▸ Available records
PR #4477, opened 2025-06-06
fix(replay): Fix crash on devices with the Unisoc/Spreadtrum T606 chipset

### LINKED ISSUE #4411: [Session Replay] Crashes on `Spreadtrum T606` chipset
### Description

We have reports that devices using the `Spreadtrum T606` chipset experience crashes when Session Replay is active:
- [internal report](https://linear.app/getsentry/issue/MOBILE-920)
- reported on https://github.com/getsentry/sentry-android-gradle-plugin/issues/861#issuecomment-2867021256

Since only a specific chipset is affected, this is potentially a bug in the chipset. We need to investigate if there is an effective fix, or if we need to deactivate SR on these devices.

romtsn:
## :scroll: Description

- Check chipset (only available on API 31 and above) for the faulty one and use software canvas instead of hardware canvas.

See replay from one of the devices: https://sentry-sdks.sentry.io/replays/17e3e42695c945378af6689e2aa35b7b/

Fixes #4411 

Manually on one of the faulty devices

## :pencil: Checklist

### DIFF
--- a/sentry-android-replay/src/main/java/io/sentry/android/replay/util/SystemProperties.kt
+++ b/sentry-android-replay/src/main/java/io/sentry/android/replay/util/SystemProperties.kt
@@ -1,0 +1,34 @@
+package io.sentry.android.replay.util
+
+import android.annotation.SuppressLint
+import android.os.Build
+import java.lang.reflect.Method
+
+internal object SystemProperties {
+    // from https://cs.android.com/android/platform/superproject/main/+/main:out/soong/.intermediates/system/libsysprop/srcs/PlatformProperties/android_common/xref/srcjars.xref/android/sysprop/SocProperties.java;l=163-171
+    // these props are not available on API < 31 via Build, so we use reflection to access them
+    const val SOC_MODEL = "ro.soc.model"
+    const val SOC_MANUFACTURER = "ro.soc.manufacturer"
+
+    @delegate:SuppressLint("PrivateApi")
+    private val getProperty: Method by lazy {
+        val clazz = Class.forName("android.os.SystemProperties")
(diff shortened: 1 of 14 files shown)


sentry-android-replay/src/main/java/io/sentry/android/replay/util/SystemProperties.kt
```diff
@@ -0,0 +1,34 @@
...
+    @delegate:SuppressLint("PrivateApi")
+    private val getProperty: Method by lazy {
+        val clazz = Class.forName("android.os.SystemProperties")
+        clazz.getMethod("get", String::class.java)
+    }
+
+    fun get(key: String, defaultValue: String = ""): String {
+        return if (Build.VERSION.SDK_INT < Build.VERSION_CODES.S) {
+            try {
+                getProperty.invoke(null, key) as? String ?: defaultValue
```
romtsn: I actually have a feeling this will always return an empty string on API < 31, see (from Jan'21) https://android.googlesource.com/platform/system/libsysprop/+/ba383e1deb52077aa4ae446a983bbe9bf5497a34%5E1..ba383e1deb52077aa4ae446a983bbe9bf5497a34/, so we might as well just drop it.

According to the web, the T606 processor was introduced later that year (Sep'21), so there's a good chance it's not used on devices with API < 31.

image

markushi (approved):
LGTM!

sentry-android-replay/src/main/java/io/sentry/android/replay/util/SystemProperties.kt
markushi: Yeah I'd drop it then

▸ How to complete this task
The answer must be the data above, repeated exactly as it stands.

▸ Completed task
PR #4477, opened 2025-06-06
fix(replay): Fix crash on devices with the Unisoc/Spreadtrum T606 chipset

### LINKED ISSUE #4411: [Session Replay] Crashes on `Spreadtrum T606` chipset
### Description

We have reports that devices using the `Spreadtrum T606` chipset experience crashes when Session Replay is active:
- [internal report](https://linear.app/getsentry/issue/MOBILE-920)
- reported on https://github.com/getsentry/sentry-android-gradle-plugin/issues/861#issuecomment-2867021256

Since only a specific chipset is affected, this is potentially a bug in the chipset. We need to investigate if there is an effective fix, or if we need to deactivate SR on these devices.

romtsn:
## :scroll: Description

- Check chipset (only available on API 31 and above) for the faulty one and use software canvas instead of hardware canvas.

See replay from one of the devices: https://sentry-sdks.sentry.io/replays/17e3e42695c945378af6689e2aa35b7b/

Fixes #4411 

Manually on one of the faulty devices

## :pencil: Checklist

### DIFF
--- a/sentry-android-replay/src/main/java/io/sentry/android/replay/util/SystemProperties.kt
+++ b/sentry-android-replay/src/main/java/io/sentry/android/replay/util/SystemProperties.kt
@@ -1,0 +1,34 @@
+package io.sentry.android.replay.util
+
+import android.annotation.SuppressLint
+import android.os.Build
+import java.lang.reflect.Method
+
+internal object SystemProperties {
+    // from https://cs.android.com/android/platform/superproject/main/+/main:out/soong/.intermediates/system/libsysprop/srcs/PlatformProperties/android_common/xref/srcjars.xref/android/sysprop/SocProperties.java;l=163-171
+    // these props are not available on API < 31 via Build, so we use reflection to access them
+    const val SOC_MODEL = "ro.soc.model"
+    const val SOC_MANUFACTURER = "ro.soc.manufacturer"
+
+    @delegate:SuppressLint("PrivateApi")
+    private val getProperty: Method by lazy {
+        val clazz = Class.forName("android.os.SystemProperties")
(diff shortened: 1 of 14 files shown)


sentry-android-replay/src/main/java/io/sentry/android/replay/util/SystemProperties.kt
```diff
@@ -0,0 +1,34 @@
...
+    @delegate:SuppressLint("PrivateApi")
+    private val getProperty: Method by lazy {
+        val clazz = Class.forName("android.os.SystemProperties")
+        clazz.getMethod("get", String::class.java)
+    }
+
+    fun get(key: String, defaultValue: String = ""): String {
+        return if (Build.VERSION.SDK_INT < Build.VERSION_CODES.S) {
+            try {
+                getProperty.invoke(null, key) as? String ?: defaultValue
```
romtsn: I actually have a feeling this will always return an empty string on API < 31, see (from Jan'21) https://android.googlesource.com/platform/system/libsysprop/+/ba383e1deb52077aa4ae446a983bbe9bf5497a34%5E1..ba383e1deb52077aa4ae446a983bbe9bf5497a34/, so we might as well just drop it.

According to the web, the T606 processor was introduced later that year (Sep'21), so there's a good chance it's not used on devices with API < 31.

image

markushi (approved):
LGTM!

sentry-android-replay/src/main/java/io/sentry/android/replay/util/SystemProperties.kt
markushi: Yeah I'd drop it then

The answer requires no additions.